*Directions*
Please reproduce exactly the lines from the start of the records through the one containing "io-engine/src/lvs/lvs_error.rs", and nothing more.

═══ Extracted entries

PR #1358, opened 2023-04-14
feat(snapshot): lvol snapshot creation via generic block device handle

mtzaurus:
SPDK-backed block devices (SpdkBlockDevice) now support snapshot creation via block device I/O handle.


io-engine/src/bdev/device.rs
```diff
@@ -505,10 +508,31 @@ impl BlockDeviceHandle for SpdkBlockDeviceHandle {
...
-            source: Errno::ENXIO,
-        })
+    async fn create_snapshot(
+        &self,
+        snapshot: SnapshotParams,
+    ) -> Result<u64, CoreError> {
+        let bdev = self.handle.get_bdev();
+
+        // Snapshots are supported only for LVOLs.
+        if bdev.driver() != "lvol" {
```
dsavitskiy, line 518: Should we defined a global const for this to avoid magic constants?

io-engine/src/lvs/lvs_error.rs
```diff
@@ -119,8 +119,13 @@ pub enum Error {
     FlushFailed {
         name: String,
     },
-    #[snafu(display("Input Parameters for replica: {} is not correct", name))]
-    SnapConfigFailed {
+    #[snafu(display(
+        "Snapshot parameters for replica {} is not correct: {}",
```
dsavitskiy, line 123: "is" -> "are"

dsavitskiy (approved):

io-engine/src/bdev/device.rs
mtzaurus: Good point, will fix.

mtzaurus:
bors try

mtzaurus:
bors cancel

mtzaurus:
bors rty

mtzaurus:
bors try

mtzaurus:
bors cancel

blaisedias:
bors try-

blaisedias:
bors try

mtzaurus:
bors try

io-engine/src/lvs/lvs_lvol.rs
```diff
@@ -865,12 +924,29 @@ impl SnapshotOps for Lvol {
...
             }
         }
+
+        let mut attr_descrs: [spdk_xattr_descriptor; SnapshotXattrs::COUNT] =
+            [spdk_xattr_descriptor::default(); SnapshotXattrs::COUNT];
+
+        // Vector to keep allocated CStrings before snapshot  creation
+        // is complete to guarantee validity of attribute buffers
+        // stored inside CStrings.
+        let mut cstrs: Vec<CString> = Vec::new();
```
hrudaya21, line 934: `cstrs` is only for the buffer validation after createsnapshot or can be used as cache in future ? Can it be a hashmap in place of Vec<String> to fetch data in O(1) ?

mtzaurus:
bors try

io-engine/src/lvs/lvs_lvol.rs
mtzaurus: We don't need to access the content of 'cstrs': we just need to make sure the CStrings in 'cstrs' don't get freed till snapshot is created, because the string buffers inside CStrings are used to store attributes.
So it doesn't matter whether it's a vector or hash - we just need a container. Vector is simpler, IMHO.

hrudaya21 (approved):

mtzaurus:
bors merge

══════

*Output for this exercise*
PR #1358, opened 2023-04-14
feat(snapshot): lvol snapshot creation via generic block device handle

mtzaurus:
SPDK-backed block devices (SpdkBlockDevice) now support snapshot creation via block device I/O handle.


io-engine/src/bdev/device.rs
```diff
@@ -505,10 +508,31 @@ impl BlockDeviceHandle for SpdkBlockDeviceHandle {
...
-            source: Errno::ENXIO,
-        })
+    async fn create_snapshot(
+        &self,
+        snapshot: SnapshotParams,
+    ) -> Result<u64, CoreError> {
+        let bdev = self.handle.get_bdev();
+
+        // Snapshots are supported only for LVOLs.
+        if bdev.driver() != "lvol" {
```
dsavitskiy, line 518: Should we defined a global const for this to avoid magic constants?

io-engine/src/lvs/lvs_error.rs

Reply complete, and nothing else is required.